◆ Task item: Print verbatim the opening line of the material and every subsequent line through the one containing "It is exposed".

◆ Exercise materials:
Issue #14497, opened 2026-07-17
[tracing] make root span filtering part of the span filter DSL


mikeldking:
right now there is a separate flag "is_root_span_only" that sits outside of the filter DSL. This makes a lot of things difficult

- persistence of filters
- a unified DSL that can be used for online evals
- letting LLMs fully manipulate the filters in one sweep

mikeldking:
In scope:

nix the root span toggle
adjust PXI to use the new filtering
make span table default to having parent_id = None
figure out a way to propagate filters to the URL

PR #14598, opened 2026-07-21
feat(dsl): analyze root-span scope, stop applying it twice

RogerHYang:
**Stack 2/3** — under #14553, over #14599.

Second step toward #14497. #14553 added the `parent_span is None` predicate; this PR makes the server able to *read* root-span scoping back out of a filter condition, and uses that to stop applying the scoping twice.

## What this adds

`root_span_scope(condition)` answers one question, from the condition alone: does this condition restrict the result set to root spans, and under which definition?

| Answer | Meaning |
|--------|---------|
| `"strict"` | every matching row has a null `parent_id` |
| `"orphan_aware"` | every matching row has no parent *in the table* — null pointer or orphan |
| `None` | not established |

It is exposed as `Project.analyzeSpanFilterCondition` for clients, and cached on `SpanFilter` so query paths that already hold a filter do not parse the condition again.

## Choice 1: answer it on the server, not in the client

The frontend needs this to choose between cumulative and per-span token/cost columns — a cumulative rollup is only meaningful on a root span, since on a nested span it double-counts against its ancestors' rows. Answering it in TypeScript would mean a second parser for the filter DSL, free to drift from the real one.

It also cannot be done by substring matching, which is the tempting shortcut. `parent_id is None or span_kind == 'LLM'` contains the predicate and is **not** root-scoped; `(parent_id is None and A) or (parent_id is None and B)` never contains it as a conjunct and **is**. The question is whether the predicate binds every row the condition can match, which is structural rather than textual.

## Choice 2: sound, deliberately incomplete

A non-`None` answer is a guarantee — every matching row is a root span. `None` means "not established", **not** "definitely unscoped". Recognition covers the boolean structure of the expression (conjunction, disjunction, negation including De Morgan, chained comparisons, never-true literals) and stops there. A root-only condition written in a form that would need reasoning about the predicates themselves — a branch that silently contradicts itself, say — reports `None`.

Deciding it completely would take more than boolean reasoning. Treating each predicate as an opaque atom is enough to *prove* root-scoping in the structural cases, but not to see that `span_kind == 'LLM' and span_kind != 'LLM'` is unsatisfiable — that needs the theory behind the atoms (equality, string containment, arithmetic), which is a solver's job rather than a parser's.

The two consumers want different things from that, and it is worth separating them:

- **The query optimization needs only soundness.** It drops the `root_spans_only` flag on the strength of a non-`None` answer, so an over-claim would return wrong rows while an under-claim merely leaves a redundant subquery in place.
- **The frontend also benefits from completeness.** `analyzeSpanFilterCondition` picks cumulative versus per-span columns, so an under-claim is user-visible — a genuinely root-scoped view written in an unrecognized form gets per-span columns. Harmless to the data, wrong to the eye.

Recognition is therefore pushed as far as boolean structure goes, and stops where a solver would be required.

## Redundant work this removes

`Project.spans`, `Trace.spans`, and both `SpanQuery` execution paths take a `root_spans_only` flag **and** a filter condition, and today apply both. The rows are correct either way, since the two restrictions simply intersect — but when the condition already carries a root predicate, the statement pays for two correlated subqueries returning what one of them already returned, and the flag's orphan-aware branch is the expensive one, adding a CTE plus a derived table over `spans`. Reachable on `main` today with `spans(rootSpansOnly: true, filterCondition: "parent_id is None")`.

Inspected in the compiled PostgreSQL statement — this is SQL shape, not timings:

| condition + flag | before | after |
|------------------|--------|-------|
| `parent_span is None` + orphan-aware | 2 `EXISTS`, 1 CTE | 1 `EXISTS`, 0 CTE |
| `parent_id is None` + orphan-aware | 1 `EXISTS`, 1 CTE | 0 `EXISTS`, 0 CTE |

Each site now drops the flag when the condition implies it. **Strictness is directional** and the code respects it, because `parent_id is None` selects a subset of `parent_span is None`:

| condition says | flag says | skip the flag? |
|----------------|-----------|----------------|
| strict | either | yes |
| orphan-aware | orphan-aware | yes |
| orphan-aware | strict | **no** — skipping would readmit the orphans the caller asked to exclude |

## Deprecation

`root_spans_only` and `orphan_span_as_root_span` are deprecated in favor of expressing the scoping in the condition: on the REST span-query body, on `SpanQuery.__call__` (which now warns, matching the neighbouring `stop_time`), and in the docs and examples that taught them.

That last part is why `.agents/skills/phoenix-evals/references/*` appears in the diff and looks unrelated: three of those references recommended `root_spans_only=True` as the way to fetch top-level spans for evaluation, so they now show `SpanQuery().where("parent_id is None")` instead. Same for the client README, the Sphinx index, and the SDK reference page.

Worth knowing for reviewers: both routes carrying that request body are `include_in_schema=False`, so the deprecation reaches the field descriptions and a runtime `DeprecationWarning` but **not** the published OpenAPI schema or the generated clients.

## Testing

Beyond the structural cases, there is a generated corpus — random boolean expressions over both root predicates, ordinary predicates, and literals, each executed as SQL against a fixture holding a strict root, an orphan, and a child. Wherever the analyzer commits to a scope, every row actually returned must satisfy it. That checks the guarantee against real SQL and three-valued `NULL` semantics rather than against hand-authored expectations, and it is what would catch a polarity slip in the negation handling.

Deeply nested input — a long chain of `not`, say — now surfaces as a malformed filter rather than escaping as a `RecursionError` from whichever construction stage exhausts the stack first.

Both dialects are exercised, since the analyzer's guarantee is about SQL semantics rather than Python's:

```
uv run pytest --db sqlite     tests/unit/trace/dsl tests/unit/server/api/types
uv run pytest --db postgresql tests/unit/trace/dsl tests/unit/server/api/types
```

### DIFF
--- a/app/schema.graphql
+++ b/app/schema.graphql
@@ -2843,6 +2843,11 @@ type Project implements Node {
   documentEvaluationSummary(evaluationName: String!, timeRange: TimeRange, filterCondition: String): DocumentEvaluationSummary
   streamingLastUpdatedAt: DateTime
   validateSpanFilterCondition(condition: String!): ValidationResult!
+
+  """
+  Parses a span filter condition and reports how it relates to root-span scoping, so a client can tell whether a filtered view is root-scoped without parsing the expression itself. Structural only: it does not validate the condition, so a condition reported as root-scoped may still be rejected when the query runs. Use validateSpanFilterCondition to check validity.
+  """
+  analyzeSpanFilterCondition(condition: String!): SpanFilterConditionAnalysis!
   annotationConfigs(first: Int = 50, last: Int = null, after: String = null, before: String = null): AnnotationConfigConnection!
   traceRetentionPolicy: ProjectTraceRetentionPolicy!
   createdAt: DateTime!
@@ -4166,6 +4171,15 @@ type SpanEvent {
   message: String!
   timestamp: DateTime!
   attributes: JSON!
+}
+
+type SpanFilterConditionAnalysis {
+  """
+  Whether the condition is established to match only root spans -- that is, whether a root predicate (`parent_span is None` or `parent_id is None`) binds every row the condition can match. A conjunct qualifies; a branch of an `or` qualifies only if every other branch is root-scoped too, since a row need satisfy just one of them.
+  
+  `false` means this could not be established, not that the condition admits non-root spans. Recognition covers the boolean structure of the expression, so a root-only condition written in a form that would require reasoning about the predicates themselves -- a branch that silently contradicts itself, say -- reports `false`. `true` is always a guarantee; `false` is the absence of one.
+  """
+  selectsRootSpansOnly: Boolean!
 }
 
 type SpanIOValue {
--- a/app/schema.graphql
+++ b/app/schema.graphql
@@ -2845,7 +2845,7 @@ type Project implements Node {
   validateSpanFilterCondition(condition: String!): ValidationResult!
 
   """
-  Parses a span filter condition and reports how it relates to root-span scoping, so a client can tell whether a filtered view is root-scoped without parsing the expression itself. Structural only: it does not validate the condition, so a condition reported as root-scoped may still be rejected when the query runs. Use validateSpanFilterCondition to check validity.
+  How a span filter condition relates to root-span scoping, so clients need not parse the DSL. Structural only; use `validateSpanFilterCondition` to check validity.
   """
   analyzeSpanFilterCondition(condition: String!): SpanFilterConditionAnalysis!
   annotationConfigs(first: Int = 50, last: Int = null, after: String = null, before: String = null): AnnotationConfigConnection!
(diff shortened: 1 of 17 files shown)


app/schema.graphql
```diff
@@ -2832,6 +2832,11 @@ type Project implements Node {
   documentEvaluationSummary(evaluationName: String!, timeRange: TimeRange, filterCondition: String): DocumentEvaluationSummary
   streamingLastUpdatedAt: DateTime
   validateSpanFilterCondition(condition: String!): ValidationResult!
+
+  """
+  Parses a span filter condition and reports how it relates to root-span scoping, so a client can tell whether a filtered view is root-scoped without parsing the expression itself. Structural only: it does not validate the condition, so a condition reported as root-scoped may still be rejected when the query runs. Use validateSpanFilterCondition to check validity.
+  """
```
mikeldking, line 2849: this is a lot of tokens, condense

app/schema.graphql
```diff
@@ -4154,6 +4159,15 @@ type SpanEvent {
   attributes: JSON!
 }
 
+type SpanFilterConditionAnalysis {
+  """
+  Whether the condition is established to match only root spans -- that is, whether a root predicate (`parent_span is None` or `parent_id is None`) binds every row the condition can match. A conjunct qualifies; a branch of an `or` qualifies only if every other branch is root-scoped too, since a row need satisfy just one of them.
+  
+  `false` means this could not be established, not that the condition admits non-root spans. Recognition covers the boolean structure of the expression, so a root-only condition written in a form that would require reasoning about the predicates themselves -- a branch that silently contradicts itself, say -- reports `false`. `true` is always a guarantee; `false` is the absence of one.
+  """
```
mikeldking, line 4179: very verbose, condense

mikeldking (approved):

app/schema.graphql
RogerHYang: Condensed to one sentence — what it answers, plus a pointer to `validateSpanFilterCondition` for validity.

app/schema.graphql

◆ Written response:
Issue #14497, opened 2026-07-17
[tracing] make root span filtering part of the span filter DSL


mikeldking:
right now there is a separate flag "is_root_span_only" that sits outside of the filter DSL. This makes a lot of things difficult

- persistence of filters
- a unified DSL that can be used for online evals
- letting LLMs fully manipulate the filters in one sweep

mikeldking:
In scope:

nix the root span toggle
adjust PXI to use the new filtering
make span table default to having parent_id = None
figure out a way to propagate filters to the URL

PR #14598, opened 2026-07-21
feat(dsl): analyze root-span scope, stop applying it twice

RogerHYang:
**Stack 2/3** — under #14553, over #14599.

Second step toward #14497. #14553 added the `parent_span is None` predicate; this PR makes the server able to *read* root-span scoping back out of a filter condition, and uses that to stop applying the scoping twice.

## What this adds

`root_span_scope(condition)` answers one question, from the condition alone: does this condition restrict the result set to root spans, and under which definition?

| Answer | Meaning |
|--------|---------|
| `"strict"` | every matching row has a null `parent_id` |
| `"orphan_aware"` | every matching row has no parent *in the table* — null pointer or orphan |
| `None` | not established |

It is exposed as `Project.analyzeSpanFilterCondition` for clients, and cached on `SpanFilter` so query paths that already hold a filter do not parse the condition again.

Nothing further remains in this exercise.